Фото: chuckberry.com.
«Как я сходил на концерт Чака Берри» – так мог бы начинаться фантастический рассказ в жанре альтернативной истории, в котором я родился в середине 1930‑х и юность провел в ночных клубах и на стадионах американского юга, переезжая на потрепанном жизнью «Кадиллаке» с концерта Джонни Кэша на выступление Джерри Ли Льюса или того же Чака Берри.
Но альтернативностью в этой реальности и не пахнет, мне тридцать лет и в середине второго десятилетия XXI века я действительно пришел на концерт Чака Берри.
Старику Берри так много лет, что он и сам не помнит свой возраст. «Дело в том, что мне семьдесят… Нет, восемьдесят… Девять… Восемь лет. Восемьдесят девять мне стукнет в следующем году», – бормотал он в финале слишком короткого концерта, извиняясь за ошибки в исполнении очередной песни. Он вообще много извинялся в этот вечер: за заикание, за забытые слова и аккорды. Чаку Берри под девяносто и сегодня он явно не в лучшей форме, но его настойчивые попытки исполнить Johnny B. Goode, замиравшие вскоре после знаменитого вступления, стали самым мощным манифестом силы человеческого духа и отчаянного нежелания стареть.
«Вы мои настоящие фанаты – когда меня заносит не туда, вы возвращаете меня на место», – еще один неловкий реверанс залу, хотя, будем откровенны, старику не за что извиняться.
Когда-то Чак Берри с друзьями придумали рок-н-ролл, потом рок-н-ролл и большинство друзей умерли, но Чак еще здесь. Он очень хочет играть свои бессмертные хиты, но человек, в отличие от музыки, смертен, и приходит момент, когда шоу больше не может продолжаться.
Но он снова и снова возвращался к вступлению к Johnny B. Goode. Его музыканты – в том числе, и сын Чарльз-младший – пытаются помогать поникшему королю рок-н-ролла, подхватывая его запилы, но Чак забывает, с чего начинал, и все начинается сначала.
Смотреть на пожилого человека, не владеющего собой, больно, но Берри не хочет – или, кто его знает, не может – уйти со сцены.
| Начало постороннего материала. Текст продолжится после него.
PR #8530, opened 2025-03-06
[ContainerRegistry] Add 'acrcssc' extension for public preview

cegraybl:
---

### Related command
CSSC (Container Secure Supply Chain) is an extension that configures your registry for continuous scanning and patching of container images. With the Continuous Patching feature in Azure Container Registry, you can automatically scan and patch designated artifacts for OS-level vulnerabilities. The workflow allows you to schedule recurring ACR tasks that scan your list of configured images for vulnerabilities (CVEs) using Trivy and then patch them using Copa.

### General Guidelines

For new extensions:

### About Extension Publish

### Pending items before the publishing PR
- [x] Fix any issues on the description of this PR
- [x] Fill `HISTORY.rst` and `README.rst` with required documentation
- [x] Finist test cases PR: https://github.com/AzureCR/azure-cli-extensions/pull/25
- [x] Perform internal team (ACR) bugbash
- [x] Close all pending issues: tbd


yonzhan:

src/acrcssc/setup.py
```diff
@@ -0,0 +1,61 @@
...
+from codecs import open
+from setuptools import setup, find_packages
+try:
+    from azure_bdist_wheel import cmdclass
+except ImportError:
+    from distutils import log as logger
+    logger.warn("Wheel is not available, disabling bdist_wheel hook")
+
+VERSION = '1.1.1'
+
```
AllyW, line 17: Please adjust the initial version for `acrcssc` to be `1.0.0b1`, instead of `1.1.1`

For more info about the extension versioning schema, please refer to doc here:https://github.com/Azure/azure-cli/blob/dev/doc/extensions/versioning_guidelines.md#initialization

src/acrcssc/azext_acrcssc/_validators.py
```diff
@@ -0,0 +1,183 @@
...
+    _validate_continuouspatch_config(config)
+
+
+def _validate_continuouspatch_file(config_path):
+    if not os.path.exists(config_path):
+        raise InvalidArgumentValueError(f"Config path file: {config_path} does not exist in the path specified")
+    if not os.path.isfile(config_path):
+        raise InvalidArgumentValueError(f"Config path file: {config_path} is not a valid file")
+    if os.path.getsize(config_path) > CONTINUOUSPATCH_CONFIG_SCHEMA_SIZE_LIMIT:
+        raise InvalidArgumentValueError(f"Config path file: {config_path} is too large. Max size limit is 10 MB")
```
huanwu, line 46: Instead of using hardcode 10MB, can we define a constant value.
e.g. raise InvalidArgumentValueError(
    f"Config file '{config_path}' exceeds the size limit of {CONTINUOUSPATCH_CONFIG_SCHEMA_SIZE_LIMIT / (1024 * 1024)} MB."
)

src/acrcssc/azext_acrcssc/_validators.py
```diff
@@ -0,0 +1,183 @@
...
+    try:
+        with open(config_path, 'r') as f:
+            config = json.load(f)
+            validate(config, CONTINUOUSPATCH_CONFIG_SCHEMA_V1)
+            return config
+    except Exception as e:
+        logger.error(f"Error validating the continuous patch config file: {e}")
+        raise InvalidArgumentValueError("File used for --config is not a valid config JSON file. Use --help to see the schema of the config file.")
+    finally:
+        f.close()
```
huanwu, line 64: Is it required as the file is opened using with open(...) and it is auto closed when exiting the with block.

src/acrcssc/azext_acrcssc/_validators.py
```diff
@@ -0,0 +1,183 @@
...
+
+
+def _validate_continuouspatch_config(config):
+    if not isinstance(config, dict):
+        raise InvalidArgumentValueError("Config file is not a valid JSON file. Use --help to see the schema of the config file.")
+    for repository in config.get("repositories", []):
```
huanwu, line 70: Question, shall we throw the warning if 'repositories' not exist in the config or repositories list is empty?

src/acrcssc/azext_acrcssc/_validators.py
```diff
@@ -0,0 +1,183 @@
...
+    if schedule is None:
+        return
+    # Extract the numeric value and unit from the timespan expression
+    match = re.match(r'(\d+)(d)$', schedule)
+    if not match:
+        raise InvalidArgumentValueError(error_msg=ERROR_MESSAGE_INVALID_TIMESPAN_FORMAT, recommendation=RECOMMENDATION_SCHEDULE)
+
+    value = int(match.group(1))
+    unit = match.group(2)
+    if unit == 'd' and (value < 1 or value > 30):  # day of the month
```
huanwu, line 133: Suggestion: use constant instead of hardcode.

src/acrcssc/azext_acrcssc/_validators.py
```diff
@@ -0,0 +1,183 @@
...
+    
+
+def validate_run_type(dryrun, run_immediately):
+    if dryrun and run_immediately:
+        raise InvalidArgumentValueError(error_msg="The --dryrun and --run-immediately options cannot be used together. Use one or the other.")
+
+
+def validate_task_type(task_type):
+    if (task_type not in [item.value for item in CSSCTaskTypes]):
+        raise InvalidArgumentValueError(error_msg=ERROR_MESSAGE_INVALID_TASK)
```
huanwu, line 151: Suggestion: Improve the error message so the customer knows the current type and the expected valid types.

src/acrcssc/azext_acrcssc/helper/_taskoperations.py
```diff
@@ -0,0 +1,568 @@
...
+
+    resource_group = parse_resource_id(registry.id)[RESOURCE_GROUP]
+    schedule_cron_expression = None
+    cssc_tasks_exists, task_list = check_continuous_task_exists(cmd, registry)
+
+    if schedule is not None:
+        schedule_cron_expression = convert_timespan_to_cron(schedule)
+        logger.debug(f"converted schedule to cron expression: {schedule_cron_expression}")
+
+    cssc_tasks_exists, task_list = check_continuous_task_exists(cmd, registry)
```
huanwu, line 70: This is duplicate with line 64

src/acrcssc/azext_acrcssc/helper/_taskoperations.py
```diff
@@ -0,0 +1,568 @@
...
+        # Seen Managed Identity taking time, see if there can be an alternative (one alternative is to schedule the cron expression with delay)
+        # NEED TO SKIP THE TIME.SLEEP IN UNIT TEST CASE OR FIND AN ALTERNATIVE SOLUITION TO MI COMPLETE
+        time.sleep(30)
+        _trigger_task_run(cmd, registry, resource_group, CONTINUOUSPATCH_TASK_SCANREGISTRY_NAME)
+
+
+def delete_continuous_patch_v1(cmd, registry, dryrun):
+    logger.debug("Entering delete_continuous_patch_v1")
+    cssc_tasks_exists, _ = check_continuous_task_exists(cmd, registry)
+    cssc_config_exists = check_continuous_task_config_exists(cmd, registry)
```
huanwu, line 151: Question, if the customer accidentally deletes the task config, how can they recover it?

src/acrcssc/azext_acrcssc/helper/_taskoperations.py
```diff
@@ -0,0 +1,568 @@
...
+    if not dryrun and (cssc_tasks_exists or cssc_config_exists):
```
huanwu, line 152: Suggestion: Check tasks and config separately to avoid redundant deletions, such as when the config doesn't exist but tasks do
e.g. 
if not dryrun and cssc_tasks_exists
    delete tasks ...
if not dryrun and cssc_config_exists
        delete_oci_artifact_continuous_patch(cmd, registry, dryrun)

src/acrcssc/azext_acrcssc/helper/_taskoperations.py
```diff
@@ -0,0 +1,568 @@
...
+def list_continuous_patch_v1(cmd, registry):
+    logger.debug("Entering list_continuous_patch_v1")
+    cssc_tasks_exists, _ = check_continuous_task_exists(cmd, registry)
+    if not cssc_tasks_exists:
+        logger.warning(f"{ERROR_MESSAGE_WORKFLOW_TASKS_DOES_NOT_EXIST}")
+        return
+
+    acr_task_client = cf_acr_tasks(cmd.cli_ctx)
+    resource_group_name = parse_resource_id(registry.id)[RESOURCE_GROUP]
+    tasks_list = acr_task_client.list(resource_group_name, registry.name)
```
huanwu, line 174: Do you fetch all tasks from the server and then filter out the CSSC tasks? This could lead to performance issues if there are many tasks in the registry. Could you fetch only the CSSC-specific tasks to improve performance?

src/acrcssc/azext_acrcssc/helper/_taskoperations.py
```diff
@@ -0,0 +1,568 @@
...
+        if not cssc_tasks_exists:
+            raise InvalidArgumentValueError("--config parameter is needed to perform dry-run check.")
+
+        # attempt to get the config file from the registry, since the configuration should exist
+        logger.debug("Retrieving the configuration file from the registry.")
+        _, config_file_path = get_oci_artifact_continuous_patch(cmd, registry)
+        if config_file_path is None:
+            raise AzCLIError("Failed to retrieve the configuration file from the registry.")
+
+    if is_create and cssc_tasks_exists:
```
huanwu, line 193: Suggestion: Move this before the config_file_path check to avoid redundant operations when config_file_path is None, but both is_create and cssc_tasks_exists are True as the get_oci_artifact_continuous_patch is expensive.

src/acrcssc/azext_acrcssc/helper/_taskoperations.py
```diff
@@ -0,0 +1,568 @@
...
+        raise AzCLIError(f"{ERROR_MESSAGE_WORKFLOW_TASKS_ALREADY_EXISTS}")
+
+    file_name = None
+    tmp_folder = None
+    acr_archive_utils_logger_level = acr_archive_utils_logger.getEffectiveLevel()
+    try:
+        file_name = os.path.basename(config_file_path)
+        tmp_folder = os.path.join(os.getcwd(), tempfile.mkdtemp(prefix="cli_temp_cssc"))
```
huanwu, line 201: Suggestion: consider using with tempfile.TemporaryDirectory(prefix="cli_temp_cssc") as tmp_folder to generate the temp folder

src/acrcssc/azext_acrcssc/helper/_taskoperations.py
```diff
@@ -0,0 +1,568 @@
...
+
+    except Exception as exception:
+        raise AzCLIError(f"Failed to delete task {task_name} from registry {registry.name} : {exception}")
+
+    logger.debug(f"Task {task_name} deleted successfully")
+
+
+def _delete_task_role_assignment(cli_ctx, acrtask_client, registry, resource_group, task_name, dryrun):
+    role_client = cf_authorization(cli_ctx)
+    acrtask_client = cf_acr_tasks(cli_ctx)
```
huanwu, line 439: Is this necessary as acrtask_client is already passed as a parameter?

src/acrcssc/azext_acrcssc/helper/_taskoperations.py
```diff
@@ -0,0 +1,568 @@
...
+    if identity:
+        assigned_roles = role_client.role_assignments.list_for_scope(
+            registry.id,
+            filter=f"principalId eq '{identity.principal_id}'"
+        )
+
+        for role in assigned_roles:
+            if dryrun:
+                logger.debug(f"Dry run, skipping deletion of role assignments, task: {task_name}, role name: {role.name}")
+                return None
```
huanwu, line 459: Do you want to return early "return None" on the first role found during a dryrun, meaning it won't log or process additional role assignments.

src/acrcssc/azext_acrcssc/helper/_taskoperations.py
```diff
@@ -0,0 +1,568 @@
...
+            logger.debug(f"Deleting role assignments of task {task_name} from the registry")
+            role_client.role_assignments.delete(
```
huanwu, line 461: Suggestion: add a try-except block around role deletion to log failures but continue processing other roles.

src/acrcssc/azext_acrcssc/helper/_taskoperations.py
```diff
@@ -0,0 +1,568 @@
...
+        source_registry_credentials = acr_tasks_client.models.SourceRegistryCredentials(
+            login_mode=auth_mode)
+
+    custom_registries = None
+    if login_server:
+        # if null username and password (or identity), then remove the credential
+        custom_reg_credential = None
+
+        is_identity_credential = False
+        if not username and not password:
```
huanwu, line 521: Question: what happen if username is none, but password is not none?

src/acrcssc/azext_acrcssc/helper/_deployment.py
```diff
@@ -0,0 +1,150 @@
...
+        parameters=deployment)
+    logger.debug(poller)
+
+    # Wait for the deployment to complete and get the outputs
+    deployment: DeploymentExtended = LongRunningOperation(
+        cmd_ctx
+    )(poller)
+    logger.debug("Finished deploying")
+
+    if deployment.properties is not None:
```
huanwu, line 134: Suggestion: simply the condition check by removing the if-else block and directly throw the error if deployment.properties is None.
e.g.
if deployment.properties is None:
    raise RuntimeError("The deployment has no properties.\nAborting")

depl_props = deployment.properties

src/acrcssc/azext_acrcssc/helper/_ociartifactoperations.py
```diff
@@ -0,0 +1,233 @@
...
+
+        # the ORAS client can only work with files under the current directory
+        temp_artifact = tempfile.NamedTemporaryFile(
+            prefix="cssc_config_tmp_",
+            mode="w+b",
+            dir=os.getcwd(),
+            delete=False)
+
+        temp_artifact_name = temp_artifact.name
+        user_artifact = open(cssc_config_file, "rb")
```
huanwu, line 56: use with statement to ensure the file is closed properly.
with open(cssc_config_file, "rb") as user_artifact:
                shutil.copyfileobj(user_artifact, temp_artifact)

src/acrcssc/azext_acrcssc/helper/_ociartifactoperations.py
```diff
@@ -0,0 +1,233 @@
...
+
+    oras_client = None
+    temp_artifact_name = None
+    try:
+        oras_client = _oras_client(registry)
+        # we might have to handle the tag lock/unlock for the cssc config file,
+        # to make it harder for the user to change it by mistake
+
+        # the ORAS client can only work with files under the current directory
+        temp_artifact = tempfile.NamedTemporaryFile(
```
huanwu, line 49: Suggestion: use with statement

src/acrcssc/azext_acrcssc/helper/_ociartifactoperations.py
```diff
@@ -0,0 +1,233 @@
...
+            prefix="cssc_config_tmp_",
+            mode="w+b",
+            dir=os.getcwd(),
+            delete=False)
+
+        temp_artifact_name = temp_artifact.name
+        user_artifact = open(cssc_config_file, "rb")
+        shutil.copyfileobj(user_artifact, temp_artifact)
+        temp_artifact.close()
```
huanwu, line 58: Suggestion, call temp_artifact.flush() to ensure all data is written before use

src/acrcssc/azext_acrcssc/helper/_ociartifactoperations.py
```diff
@@ -0,0 +1,233 @@
...
+
+        if dryrun:
```
huanwu, line 60: Question: we push the config file even in dry run?

src/acrcssc/azext_acrcssc/helper/_ociartifactoperations.py
```diff
@@ -0,0 +1,233 @@
...
+            oci_target_name = f"{CSSC_WORKFLOW_POLICY_REPOSITORY}/{CONTINUOUSPATCH_OCI_ARTIFACT_CONFIG}:{CONTINUOUSPATCH_OCI_ARTIFACT_CONFIG_TAG_V1}"
+
+        oras_client.push(
+            target=oci_target_name,
+            files=[temp_artifact.name])
+    except Exception as exception:
+        raise AzCLIError(f"Failed to push OCI artifact to ACR: {exception}")
+    finally:
+        if oras_client:
+            oras_client.logout(hostname=str.lower(registry.login_server))
```
huanwu, line 72: Suggestion: add try except

src/acrcssc/azext_acrcssc/helper/_ociartifactoperations.py
```diff
@@ -0,0 +1,233 @@
...
+def get_oci_artifact_continuous_patch(cmd, registry):
+    logger.debug("Entering get_oci_artifact_continuous_patch with parameter: %s", registry.login_server)
+    config = None
+    file_name = None
+    try:
+        oras_client = _oras_client(registry)
+
+        oci_target_name = f"{CSSC_WORKFLOW_POLICY_REPOSITORY}/{CONTINUOUSPATCH_OCI_ARTIFACT_CONFIG}:{CONTINUOUSPATCH_OCI_ARTIFACT_CONFIG_TAG_V1}"
+
+        oci_artifacts = oras_client.pull(
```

С пятой попытки ему удается доиграть Johnny B. Goode до конца – на какое-то время тень короля материализуется и Чак Берри даже делает несколько шагов обессмертившей его походкой.
«Простите меня, – говорит он, прощаясь. – Мне следовало знать лучше. Не нужно было появляться здесь в таком виде. Но я буду играть дальше. Если вы дадите мне шанс, хоть я его и не заслуживаю, я выступлю перед вами в другой вечер. Доброй ночи».
Это самое искреннее и трогательное выступление из всех, что я видел.
По дороге к метро после концерта пара восемнадцатилетних девочек пританцовывали и напевали My Ding-A-Ling. Сегодня, по крайней мере, музыка не умрет.